Example 2 The conversion of peptide sequence to a two-dimensional matrix

codes = ['A', 'C', 'D', 'E', 'F', 'G', 'H', 'I', 'K', 'L',
         'M', 'N', 'P', 'Q', 'R', 'S', 'T', 'V', 'W', 'Y']
def one_hot_encode(seq):
    o = list(set(codes) - set(seq))
    s = pd.DataFrame(list(seq))
    x = pd.DataFrame(np.zeros((len(seq),len(o)),dtype=int),columns=o)
    a = s[0].str.get_dummies(sep=',')
    a = a.join(x)
    a = a.sort_index(axis=1)
    e = a.values.flatten()
    return e

e = one_hot_encode(pep)

Figure 2 The peptide matrix

There are several methods of this matrix conversion. The second method uses the Fisher transformation based on the amino acid physicochemical properties.

Example 3 The second method to construct the peptide matrix 

nlf = pd.read_csv('',index_col=0)

def nlf_encode(seq):
    x = pd.DataFrame([nlf[i] for i in seq]).reset_index(drop=True)
    e = x.values.flatten()
    return e


The third method is to use the BLOSUM matrix as in the fourth example.

Example 4 Conversion of the peptide sequence to the matrix using the BLOSUM matrix.

blosum = ep.blosum62

def blosum_encode(seq):
    #encode a peptide into blosum features
    x = pd.DataFrame([blosum[i] for i in seq]).reset_index(drop=True)
    e = x.values.flatten()
    return e

e = blosum_encode(pep)

Question 1 The fourth example uses the BLOSUM matrix from the ep object that instantiated from the epitopepredict module. If this module is unavailable, please write the codes to create this BLOSUM matrix and use it to replace the ep.blosum2 command.

Question 2 In order to use the Ubuntu environment, basic command-line skills are demanded. Please show at least 10 basic command lines in Ubuntu.

After the data representation step, we will select the model that can fit the created data feature matrix (the peptide matrix). In this case, the regression model is chosen (MLPregressor()) and will be trained with the peptide data (df) with known antigen-binding properties from the IEDB database.  The data is divided into the train and test data. The train data is used to teach the model to learn the known knowledge ( such as the peptide feature of the antigen-binding properties. The test data will be hidden from the model and used to check the model after being trained (reg.predict()). The three peptide matrixes (one_hot_encode, nlf_encode, and blosum_encode) can be tried with the created regression model and the best fit one will be selected to build the optimized prediction model (example 5). After evaluation, this prediction model will be used to predict the antigen-binding properties of other unknown peptides.

Example 5 Creation of the regression model using the nlf peptide encoder.

# create the regression model
reg = MLPRegressor(hidden_layer_sizes=(20), alpha=0.01, max_iter=500,
        activation='relu', solver='lbfgs', random_state=2)

df = ep.get_training_set(allele, length=9)
print (len(df))

# Encode with nlf_encode function
X = df.peptide.apply(lambda x: pd.Series(nlf_encode(x)), 1)
y = df.log50k

# split the data to train and test
X_train, X_test, y_train, y_test = train_test_split(X[1:50], y[1:50], test_size=0.1)

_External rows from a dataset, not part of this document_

PR #199, opened 2026-08-28
Prune stale skill symlinks, make tuckin MEMORY.md optional, distinguish consumed spawn intent

### LINKED ISSUE #198: Prune stale skill symlinks on install, make the tuckin MEMORY.md step optional, and distinguish consumed spawn intent from pending
# Prune stale skill symlinks on install, make the tuckin MEMORY.md step optional, and distinguish consumed spawn intent from pending

🤖

Three independent fixes: `make install` removes symlinks whose source skill directory no longer exists; `/bip-conductor-tuckin` and `/bip-epic-tuckin` stop mandating a MEMORY.md write; and a consumed spawn-intent file stops looking identical to a queued one.

## Motivation

All three surfaced from one run — the first real use of `/bip-conductor-tuckin`, on the phyz fleet, immediately after #194's rename landed on a branch. None is hypothetical and each has a one-line-to-one-paragraph fix. Filing together because they were found together; they are independently actionable and can be split.

## 1. `make install` is additive-only, so renamed skills leave dangling symlinks

`symlink-skills` (`Makefile:20-27`) iterates `$(REPO_DIR)/skills/*/` and links each one. It never enumerates what is already in `~/.claude/skills/`, so a symlink whose source directory was renamed or deleted survives forever.

#194 renames five fleet skills from `bip-epic-*` to `bip-conductor-*`. Measured on this machine after a successful `make install` against that branch:

```
conductor skills linked:        7
stale bip-epic-* fleet links:   5   (bip-epic-spawn, -poll, -handoff, -recover, -prepare-reboot)
```

All five are dangling — their targets no longer exist. The new skills installed correctly; the old names were simply left behind.

This is worse than a cosmetic leftover. A dangling entry keeps a retired skill *name* present in the skills directory, so it can still be surfaced or attempted, and the failure mode when it is invoked is confusing rather than "no such skill". It also means every future rename silently accumulates another one.

Fix: after the link loop, remove entries in `~/.claude/skills/` that are symlinks and do not resolve. Prune only broken links — never anything that resolves — so hand-made or plugin-provided skills that do not come from this repo are untouched.

## 2. The tuckin skills mandate a MEMORY.md write, and its examples are the anti-pattern

`/bip-conductor-tuckin` Step 3 ("Update MEMORY.md (lightweight)") and the equivalent step in `/bip-epic-tuckin` instruct a write to the auto-memory directory's `MEMORY.md`. Three references in each skill, plus one in `/bip-epic` Step 1.

Two problems, and the second is the larger one.

**It is a MUST with no alternative.** Some setups deliberately do not use those files. The stated reason on this machine, from a global `CLAUDE.md`: the memory directory is keyed by working directory, so anything written there is invisible to other clones of the same repo and to the user. An agent following the step either violates that policy or silently skips a numbered step with no guidance on what to do instead. The directory is auto-created and usually exists, so the write succeeds and the conflict never surfaces.

**Its examples contradict #194's own rule.** Step 3 offers "host/cache quirks (which remote host had a warm cache for what, which host was mid-build)" as what to record. That is derived, transient state — exactly what `/bip-epic` Step 5 now forbids authoring: fleet state is derived, never written down, because it goes stale within a day with no mechanism to notice. The skill illustrates the practice its sibling skill rules out.

Measured against a real run: the first production use of `/bip-conductor-tuckin` produced five candidate fleet-level facts. Four were derived — which host held which build (stale within hours), local cache sizes (re-measurable with `du`), the open-issue count (`gh`), and which worker was blocked (visible in tmux). The fifth, that the nightly had gone green after sixteen red nights, was a genuine durable finding and was already recorded in its own issue. Nothing needed a new home.

Fix: replace the write instruction with a filter, then a route. The filter does the work:

1. **Is it derived?** Recomputable from `git`, `tmux`, `gh`, or the filesystem — record nothing, whatever the destination would have been. This is most of what a tuckin surfaces.
2. **Is it already recorded?** A finding that produced an issue, PR, test, or doc needs no second copy.
3. Only what survives both gets a destination: a durable repo-level fact belongs in a `CLAUDE.md`; a workflow rule belongs in a skill; a finding belongs in the test, doc, or issue it came from; and if none fit, it goes in the Step 4 report, which is where a user who has opted out of memory files will actually see it.

Replace the two host/cache examples, which fail gate 1.

## 3. A consumed spawn-intent file is indistinguishable from a queued one

`/bip-conductor-spawn` Step 5 says to delete the intent file after a successful launch. `/bip-conductor-tuckin` Step 2 says to list files "still waiting on execution" and report them so the next session knows what is queued. Nothing records that a file *was* consumed, so the two states are the same on disk.

Observed at tuckin: `.spawn-prompts/` held `spawn-2047.txt` and `spawn-2051.txt`, both already launched. Reported as pending, they invite a re-spawn of work that is already running or merged. Deleting them at tuckin instead is unattractive for two reasons: the directory is deliberately outside every clone's git, so deletion is unrecoverable; and one of the two belonged to an issue still open with a live session working from that brief.

So the conductor at tuckin has no correct move — report them and mislead, or delete them and destroy an authored artifact that may still be in use.

Fix, cheapest first: on successful launch, rather than deleting, record consumption in a way the next reader can see — a `consumed/` subdirectory, or a marker line appended by the conductor. Then tuckin's Step 2 can report queued and consumed separately, and the "delete after launch" instruction can be softened to "move aside", which is reversible. Whatever shape is chosen, `/bip-conductor-spawn` Step 5 and `/bip-conductor-tuckin` Step 2 must agree — they currently prescribe different treatments of the same file. Note `skills/lib/spawn-intent.sh` now owns intent-path resolution (#195/PR #196); the lifecycle marker should live alongside it rather than as a fourth inline convention.

## Files to modify

- `Makefile` — the `symlink-skills` target, adding a prune of broken links
- `skills/bip-conductor-tuckin/SKILL.md` — Step 2 (consumed vs queued), Step 3 (filter-then-route in place of the MEMORY.md write)
- `skills/bip-epic-tuckin/SKILL.md` — the equivalent MEMORY.md step
- `skills/bip-conductor-spawn/SKILL.md` — Step 5's post-launch treatment of the intent file
- `skills/lib/spawn-intent.sh` — the consumed/queued marker, if it lands there
- `skills/bip-epic/SKILL.md` — Step 1's MEMORY.md read, if it should be conditional too

## Test plan

- **Prune**: create a symlink in `~/.claude/skills/` pointing at a nonexistent directory plus one pointing at a real non-repo directory, run `make install`, and assert the broken one is gone and the resolving one survives. The second half is what stops an over-eager prune from deleting a user's own skills.
- **Rename round-trip**: rename a skill directory in the repo, run `make install`, and assert no dangling entry remains under the old name.
- **MEMORY.md**: run the tuckin step with the memory directory absent, and with it present but opted out, and confirm the same surviving content reaches the Step 4 report in both cases — and that derived facts reach neither.
- **Intent lifecycle**: launch from an intent file, then run tuckin, and assert the file is reported as consumed rather than queued, and that nothing was irrecoverably deleted.

## Success criteria

1. After `make install` against a branch that renames a skill, `~/.claude/skills/` contains no broken symlinks, and every symlink that resolved before still resolves.
2. Neither tuckin skill instructs an unconditional MEMORY.md write. Both apply the derived/already-recorded filter before routing anything, state where surviving content goes when the project does not use memory files, and no longer offer derived host/cache state as an example of what to record.
3. `/bip-conductor-spawn` and `/bip-conductor-tuckin` prescribe the same treatment of an intent file after launch, and a consumed file is distinguishable from a queued one without reading its contents.

## Scope boundaries

**In scope**: the three fixes above.

**Out of scope**:

- Extracting `clone_root`/intent resolution into a tested sourceable script — that landed as #195 / PR #196 (`skills/lib/spawn-intent.sh`). This issue is about the intent file's *lifecycle*, not how its path is resolved.
- One-sentence-per-line reflow of the touched skills — that is #192, which covers all 41 files in one pass.
- Whether the auto-memory mechanism is a good idea in general. This only asks that skills not mandate it.

## References

- #194 — the rename that exposed finding 1, and the skills findings 2 and 3 live in.
- #195 / PR #196 — `skills/lib/spawn-intent.sh`, which finding 3 should build on rather than duplicate.
- #192 — the reflow pass, explicitly out of scope here.

matsen:
## Summary

Three independent, small fixes surfaced from the first real use of `/bip-conductor-tuckin` (phyz fleet, right after #194's skill rename):

- `make install`'s `symlink-skills` and `symlink-agents` targets now prune broken symlinks under `~/.claude/skills/` and `~/.claude/agents/` after linking, so a renamed or deleted skill/agent doesn't leave a dangling entry under its old name. Only symlinks that fail to resolve are removed — real directories and symlinks that still resolve (e.g. a hand-made or plugin skill) are untouched.
- `/bip-conductor-tuckin` and `/bip-epic-tuckin` no longer mandate a MEMORY.md write. Both now apply a two-gate filter (is it derived from `git`/`tmux`/`gh`/filesystem? does it already have a home — an issue, PR, EPIC body, test, or doc?) before routing whatever survives to a `CLAUDE.md`, a skill, or the tuckin report itself — the destination a project that doesn't use auto-memory files will actually see. `/bip-epic`'s MEMORY.md read is now conditional on the project using auto-memory at all.
- `skills/lib/spawn-intent.sh` gains `mark_spawn_intent_consumed()`, which moves a launched intent file into `.spawn-prompts/consumed/` instead of deleting it (the directory lives outside every clone's git, so deletion there is unrecoverable). `/bip-conductor-spawn` Step 6 calls it after a successful launch; `/bip-conductor-tuckin` Step 2 now reports queued and consumed spawn intent as separate groups, using `find -type f` so the `consumed/` directory itself is never misread as a queued entry. `/bip-conductor` and `/bip-conductor-poll`, the other two readers of `.spawn-prompts/`, are updated to ignore `consumed/` too.

Closes #198

**Migration note**: this convention is forward-looking. Any `.spawn-prompts/` directory that already holds top-level files for intents launched *before* this PR merges (e.g. the phyz fleet's `spawn-2047.txt`, `spawn-2051.txt`) predates `mark_spawn_intent_consumed()` and needs a one-time manual move (`mkdir -p consumed && mv <file> consumed/`) on that machine — this PR does not migrate existing fleets.

## Test plan

- `tests/integration/spawn_intent_test.go`: `TestMarkSpawnIntentConsumed` (moves the file, leaves nothing at the original path, confirms `find_spawn_intent` no longer reports it as queued) and `TestMarkSpawnIntentConsumedMissingSourceFailsFast` (a missing source errors rather than silently no-op-ing, so a failed launch can't look consumed). Existing `spawn-intent.sh` tests still pass.
- Manually verified the `make install` prune for both `symlink-skills` and `symlink-agents`: created a broken symlink, a resolving symlink (standing in for a hand-made skill/agent), and a plain directory under fake `$HOME/.claude/{skills,agents}`, ran the targets, confirmed only the broken symlink was removed.
- `go build`, `go vet`, `gofmt -l .`, and `go test ./...` all clean.

### DIFF
--- a/Makefile
+++ b/Makefile
@@ -25,6 +25,12 @@ symlink-skills:
 		fi; \
 	done
 	@rm -rf ~/.claude/skills/lib && ln -s $(REPO_DIR)/skills/lib ~/.claude/skills/lib
+	@for l in ~/.claude/skills/*; do \
+		if [ -L "$$l" ] && [ ! -e "$$l" ]; then \
+			echo "Pruning stale symlink: $$l"; \
+			rm -f "$$l"; \
+		fi; \
+	done
 	@echo "Symlinked skills to ~/.claude/skills/"
 
 symlink-statusline:
--- a/Makefile
+++ b/Makefile
@@ -15,6 +15,12 @@ symlink-agents:
 	@for f in $(REPO_DIR)/agents/*.md; do \
 		ln -sf "$$f" ~/.claude/agents/$$(basename "$$f"); \
 	done
+	@for l in ~/.claude/agents/*; do \
+		if [ -L "$$l" ] && [ ! -e "$$l" ]; then \
+			echo "Pruning stale symlink: $$l"; \
+			rm -f "$$l"; \
+		fi; \
+	done
 	@echo "Symlinked agents to ~/.claude/agents/"
 
 symlink-skills:
--- a/skills/bip-conductor-poll/SKILL.md
+++ b/skills/bip-conductor-poll/SKILL.md
@@ -89,11 +89,13 @@ pattern in `SUBAGENT-SCAN.md` (bipartite repo root). Brief:
 >   issue-lead comments, slot phase changes
 > - `active_items`: per active slot — clone, issue, phase,
 >   stop_reason, lead assessment (one line each)
-> - `action_candidates`: pending spawn intent in `$CLONE_ROOT/.spawn-prompts/`
->   (either `<N>.md` or `spawn-<N>.txt` — check both) waiting to be
->   executed; merged PRs that should trigger slot cleanup. (Deciding *which* open
->   issues are ready to spawn is `/bip-epic`'s call, not this poll's —
->   report raw signal, not a readiness verdict.)
+> - `action_candidates`: pending spawn intent directly in
+>   `$CLONE_ROOT/.spawn-prompts/` (either `<N>.md` or `spawn-<N>.txt` —
+>   check both) waiting to be executed — ignore anything under
+>   `.spawn-prompts/consumed/`, that's already-launched intent, not
+>   pending; merged PRs that should trigger slot cleanup. (Deciding
+>   *which* open issues are ready to spawn is `/bip-epic`'s call, not
+>   this poll's — report raw signal, not a readiness verdict.)
 > - `surprises`: `needs-human`/`completed` slots, stale status
 >   files, contradictions, `RECOMMEND DEEPER LOOK` flags
 
--- a/skills/bip-conductor-spawn/SKILL.md
+++ b/skills/bip-conductor-spawn/SKILL.md
@@ -58,8 +58,10 @@ narrow this check to one pattern.
   says. Your job is to check it against live fleet state (Step 2b) and
   append fleet facts it structurally couldn't know: which host/clone is
   actually free, a concurrent worker editing an overlapping file, a
-  build running on a target remote host. Delete the intent file after a
-  successful launch (Step 5) — it has done its job.
+  build running on a target remote host. Mark the intent file consumed
+  after a successful launch (Step 6) — it has done its job, but the
+  directory lives outside git, so this is a move to `consumed/`, not a
+  delete (see Step 6).
 - **No intent file** (conductor-initiated respawn, routine maintenance,
   quick fix with no upstream epic session): compose the prompt from the
   issue directly, same as before. This is the escape hatch, not the
@@ -552,9 +554,17 @@ Always go through `bip spawn` which handles the full lifecycle correctly.
 ### Step 6: Confirm
 
 If launch succeeded and a `.spawn-prompts/` intent file (`$INTENT` from
-Step 3) was consumed, delete it now — its job is done, and leaving it
-behind is exactly the kind of finished-but-undeleted artifact that
-accretes across a fleet.
+Step 3) was used, mark it consumed now — don't delete it. The
+directory lives outside every clone's git, so deletion there is
+unrecoverable, and a still-open issue may have another live session
+referencing the same brief. Moving it aside is reversible and lets
+`/bip-conductor-tuckin` Step 2 report it as consumed rather than
+queued:
+
+```bash
+source "$(dirname "<this-skill's-base-directory>")/lib/spawn-intent.sh"
+mark_spawn_intent_consumed "$INTENT"
+```
 
 Report to the user:
 - Which clone was spawned
--- a/skills/bip-conductor-tuckin/SKILL.md
+++ b/skills/bip-conductor-tuckin/SKILL.md
@@ -62,9 +62,12 @@ List `$CLONE_ROOT/.spawn-prompts/` and report two groups separately —
 these are the epic's authored intent, not conductor state, so don't
 touch their contents either way:
 
-- **Queued** — files directly in `.spawn-prompts/` (either `<N>.md` or
-  `spawn-<N>.txt` — check both, the directory holds both live
-  conventions). Still waiting on execution.
+- **Queued** — regular files directly in `.spawn-prompts/`:
+  `find "$CLONE_ROOT/.spawn-prompts" -maxdepth 1 -type f \( -name
+  '*.md' -o -name 'spawn-*.txt' \)` (both naming conventions live
+  there). `-type f` matters: a plain `ls` also lists the `consumed/`
+  directory itself as an entry, which is not a queued intent file.
+  Still waiting on execution.
 - **Consumed** — files under `.spawn-prompts/consumed/`. Already
   launched by `/bip-conductor-spawn` Step 6.
 
--- a/skills/bip-conductor-tuckin/SKILL.md
+++ b/skills/bip-conductor-tuckin/SKILL.md
@@ -56,26 +56,47 @@ Update slots the conductor has direct knowledge about. This includes:
 Do not guess status for slots with active sessions that may have
 progressed beyond what the conductor last observed.
 
-### Step 2: Note pending spawn intent
+### Step 2: Note queued and consumed spawn intent
 
-List any `$CLONE_ROOT/.spawn-prompts/` files still waiting on
-execution (either `<N>.md` or `spawn-<N>.txt` — check both, the
-directory holds both live conventions) — these are the epic's authored
-intent, not conductor state, so don't touch their contents, just
-confirm they're still there and
-report them so the next conductor session (or the user) knows what's
-queued.
+List `$CLONE_ROOT/.spawn-prompts/` and report two groups separately —
+these are the epic's authored intent, not conductor state, so don't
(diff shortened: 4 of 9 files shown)


matsen:
Verified all three by execution rather than diff-reading.

**Prune** — sandboxed a fake `~/.claude/skills` with three entries and ran the exact loop: a broken symlink, a symlink resolving to a real directory (standing in for a hand-made skill), and a plain directory. Only the broken one was removed. The plain-directory case wasn't in the issue's test plan and it's the one an over-eager `find -type l -delete` would have caught wrongly, so good that it survives.

**Intent lifecycle** — `mark_spawn_intent_consumed()` moves rather than deletes, `consumed/` is a sibling so `find_spawn_intent`'s explicit-name glob can't see it, and `go test ./tests/integration -run SpawnIntent` passes 7/7 including `TestMarkSpawnIntentConsumedMissingSourceFailsFast`, which I hadn't asked for and which is the right instinct — a silent no-op on a missing source would make a failed launch look consumed.

**Filter** — Step 3 now names the anti-pattern examples explicitly (warm cache, mid-build, cache sizes, open-issue counts, which worker was blocked) as things to record *nowhere*. Naming them beats stating the principle abstractly, since those were the skill's own former examples.

## Two gaps

**1. The two live consumed files aren't migrated.** `~/re/pz/.spawn-prompts/` still holds `spawn-2047.txt` and `spawn-2051.txt` at top level. Both were launched — they're the files that motivated finding 3. After this merges, tuckin's Step 2 will report both as **queued**, which is exactly the failure the PR fixes, for the two files that prompted it. #2047 is closed and merged; #2051 is open with a live session still working from that brief.

Not a code change — either a one-time `mkdir -p consumed && mv` on this machine, or a line in the PR/issue saying existing top-level files predate the convention and need moving once. I'd rather it be stated than discovered by the next conductor.

**2. Step 2's listing should say files, not entries.** "Queued — files directly in `.spawn-prompts/`" is prose, and `consumed/` is now itself an entry in that directory. A naive `ls .spawn-prompts/` lists it alongside the queued files and invites reporting a directory as a queued intent. `find_spawn_intent` is unaffected (explicit-name glob), so this is only the human-readable listing. Suggest `find "$CLONE_ROOT/.spawn-prompts" -maxdepth 1 -type f` or an explicit "directories are not intent".

## One structural note, bigger than this PR

Worth recording here but not fixing here. This PR makes Step 3 correctly filter out nearly everything — which surfaces that tuckin's remaining real work is **reconciliation, not persistence**. In the run that produced #198, the only durable output was repairing one slot's `.epic-status.json`, which had read `phase: coding` since 2026-08-25 while the issue closed and the clone returned to `main`. Two days of drift, caught only because a context reset happened to occur.

`/bip-conductor`'s own scan already *detects* that (it classifies slots `stale` and surfaces `action_candidates`), but the *repair* exists only in tuckin. So drift is re-noticed every cold start and fixed only at reset. That's a placement question about the reconcile duty, not a defect in this PR, and it wants its own issue.

Approving from my side once gap 1 is stated somewhere durable.

matsen:
Thanks for the execution-verified review. Both gaps addressed:

1. **Migration**: added a note to the PR body — this convention is forward-looking, existing top-level files (including phyz's `spawn-2047.txt`/`spawn-2051.txt`) predate it and need a one-time manual `mkdir -p consumed && mv` on that machine. Not a code fix, so didn't invent one.
2. **Step 2 listing**: fixed — now `find "$CLONE_ROOT/.spawn-prompts" -maxdepth 1 -type f ...` instead of unqualified prose, so `consumed/` itself can't be misread as a queued entry.

On the structural note (reconcile vs. persist): agree it doesn't belong in this PR, and I don't want to resolve it unilaterally either — it changes where a repair duty lives across three skills you didn't just review, that's a call for the person who actually runs this fleet day to day. Passing your three questions to the user rather than answering for them; will follow up with a single issue once that's settled, per your preference for one over two.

# fit data to the model, y_train)

# use the model to test with the test data
sc = reg.predict(X_test)

# produce a dataframe table that compares the true test data and the predicted data

def auc_score(true,sc,cutoff=None):
    if cutoff!=None:
        true = (true<=cutoff).astype(int)
        sc = (sc<=cutoff).astype(int)
    fpr, tpr, thresholds = metrics.roc_curve(true, sc, pos_label=1)
    r = metrics.auc(fpr, tpr)
    #print (r)
    return  r
# evaluate the prediction
auc_score(y_test, sc, cutoff=0.426)

Question 3 The fifth example only shows the use of one peptide matrix (nlf_encode) in the regression model. Please write the codes to apply the other two peptide matrixes (blosum_encode and one_hot_encode) to the regression model. Which encoder should be the best that fits this data model? Explain.

Question 4 Please explain what is the importance of the auc_score() function.